The love story between US television star Mary Hart and Mohammed Khashoggi, son of a Saudi arms dealer involved in the Iran-Contra scandal, left such an impression on the young Efrim Manuel Menuck (Godspeed You! Black Emperor, Thee Silver Mt. Zion Memorial Orchestra) that today this very content is used by him symbolically in the fight against the persistence of certain images that, for one reason or another, remain burned into our memory and can thus become obsessions, restricting individual freedom.

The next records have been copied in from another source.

PR #868, opened 2019-06-06
adding federation page

choldgraf:
This adds a page to list the federated BinderHubs that are powering mybinder.org, with the idea that it can be expanded over time. It should be a way for us to highlight how Binder is a network of deployments rather than a single one, as well as a way for others to highlight their contributions to the BinderHub network.

Eventually we may want this page in a different place than the binderhub docs, but this is a start to iterate on!

Here's how it looks: https://314-89419368-gh.circle-artifacts.com/0/html/federation/federation.html


doc/script/gen_federation.py
```diff
@@ -0,0 +1,51 @@
...
+import pandas as pd
+import os
+import os.path as op
+from ruamel import yaml
+
+# Variables
+N_PER_ROW = 4
+
+# Code to generate the HTML grid
+template_binderhub = '<td align="center" class="contrib_entry"><a href="{URL_BINDERHUB}"><img src="{LOGO}" class="fed_logo" alt="{RUN_BY}" /></a><br /><p class="name">{BINDERHUB_SUBDOMAIN}</p><br /><p class="name">Run by</p><p class="name"><b><a href={URL_INFO}>{RUN_BY}</a></b></p><br /><p class="name">Funded by</p><p class="name"><b>{FUNDED_BY}</b></p>'
```
betatim: We should make the "funded by" a link to the website of those that pay.

doc/index.rst
```diff
@@ -70,6 +70,7 @@ in the community have done.
    customizing
    authentication
    known-deployments
+   federation/federation
```
betatim: should lines 70, 71, 72, 73 have different indentations?

choldgraf: do they? I can't see a difference

choldgraf:
finally getting back to this after a week of solid straight meetings :-)

thanks for the comments @betatim!

This push adds more content to the page after some conversations I had with folks who had more questions about this. It also updates the links in the federation list so that they go to different "run by" and "funded by" pages!

doc/index.rst
betatim: I could swear they were indented by an extra character but not any more.

doc/federation/federation.rst
```diff
@@ -0,0 +1,87 @@
...
+===================================
+
+Here is a list of the current members of the BinderHub federation:
+
+.. include:: data-federation.txt
+
+
+.. _federation/joining:
+
+Joining the BinderHub Federation
```
betatim: This title and the next one are "the same", at least they are too similar to make it clear what the difference between them is. Maybe we could call this a FAQ section or "Points to consider when thinking about joining" (needs a shorter version).

doc/federation/federation.rst
```diff
@@ -0,0 +1,87 @@
...
+================================
+
+The Binder Project is an open community of developers as well as deployers
+of BinderHub. BinderHub is designed to be used by any organization for
+their own purposes. However, many members of the community also run
+the BinderHub deployments at ``mybinder.org`` as a large, free public service
+to the community.
```
betatim: I'd remove this paragraph and instead put some of the info in the next one which I think should be the lead one as it answers the question "what is this federation you speak of?"

doc/federation/federation.rst
```diff
@@ -0,0 +1,87 @@
...
+
+Behind ``mybinder.org`` is a **federation of BinderHubs** - these are
```
betatim: How about the following:

Behind mybinder.org is a federation of BInderHubs. This means that there are several independent hubs that each serve a fraction of the traffic created by people clicking links pointing to mybinder.org. Anyone (a company, university or individual) is welcome to deploy a BinderHub that forms part of the federation.'

Adding a new hub to the federation requires a mix of two kinds of resources: compute and human power to operate the hub. The two extremes of this mixture are:
* you donate compute power that the mybinder.org team has full control over which means you don't have to be involved in day to day operations, or
* you donate compute power over which the mybinder.org team does not have full control which means you are also responsible for day to day operations.

doc/federation/federation.rst
```diff
@@ -0,0 +1,87 @@
...
+   any member of the BinderHub federation will be committed to keeping their
+   BinderHub running with a reasonable uptime, but we don't have any legal
+   framework to enforce this. Use your best judgment when deciding if you'd
+   like to join the BinderHub federation - if you can confidently say your
+   BinderHub will be up the large majority of the time, then that's fine.
+3. **What kind of cloud resources would I need?** This depends on how many
+   you have :-)  We can increase or decrease the percentage of ``mybinder.org``
+   traffic that goes to your BinderHub based on what you can handle. If you
+   can only handle a few dozen user pods (remember users get ~ 2GB of RAM and
+   1 CPU) then we can make sure you stay under that amount.
```
betatim: We can't actually make sure we stay below this so I''d remove the sentence leaving the sentence before which mentions that you will get traffic proportional to what you can handle.

doc/federation/federation.rst
```diff
@@ -0,0 +1,87 @@
...
+The BinderHub Federation
+========================
+
+While it may seem like ``mybinder.org`` is a single website, it is
+in fact a **federation** of teams that deploy public BinderHubs to serve
+the community. This page lists the BinderHubs that currently help
+power ``mybinder.org``.
+
+Visiting ``mybinder.org`` will randomly redirect you to one
+of the following BinderHubs. You may also directly access a BinderHub
```
betatim: I'd remove the sentence encouraging people to directly link to a particular cluster. I treat the fact that you can as an implementation detail people should not rely on but can use if they know what they are doing. A bit like Python classes let me poke around the insides of instances if I want to but it is clear that I am looking at the internals and that things might change without notice.

choldgraf:
sorry for dropping off on this one, I got sucked into a black hole of talks and tutorials :-)

I think I addressed each of @betatim's comments - lemme know what you think, or if other changes should be made!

The last two years for Efrim Manuel Menuck have been a difficult period, during which he had to struggle with a deep state of depression and what can be defined as hyperstress overload. Unlike his previous experiences in the post-rock genre, which I have always considered more of a pose than a musical genre (what definition anyway for the term coined by Simon Reynolds), in his second solo album titled "Pissing Stars" (Constellation), Menuck finally places his voice and lyrics at the center of his compositions. It is a writing style of suffering tones, almost religious when combined with the sounds of the album, which mostly unfolds in long and deep dark synthetic ambient sessions filled with suggestions and that distorted maelstrom which is the author's trademark, becoming obsessive and drone-like, interspersed with crystal showers ("The State and Its Love and Genocide"). Minimalist instrumental sessions ("The Lion-Daggers of Calais", "Kills v. Lies", "Hart Khashoggi", the juggernaut of "The Beauty of Children and the War against the Poor") alternate with moments of intense drama like "Black Flags Ov Thee Holy Sonne" or the title track itself, the sacredness of "LxOxVx / Shelter In Place." An exception is "A Lamb In the Land of Payday Loans," a sort of electric ballad and the easiest moment of the entire album.
Menuck might seem contradictory. On one hand, he presents the album in its rawness and for what is his difficult personal experience; on the other hand, he attaches himself to politically motivated content (Donald Trump, global warming), evidently pretextual, as well as to distant stories like the relationship between Mary Hart and Khashoggi or the vocal testimony of Sandra Collins Good, the most "religious" and devoted personality of the Manson Family. His request for love is ultimately something unacceptable for the society we live in and thus filtered through the presentation of shameful or cursed love stories according to classic schemes in the tradition of rock music, which can evidently be interpreted only by truly communing with the artist.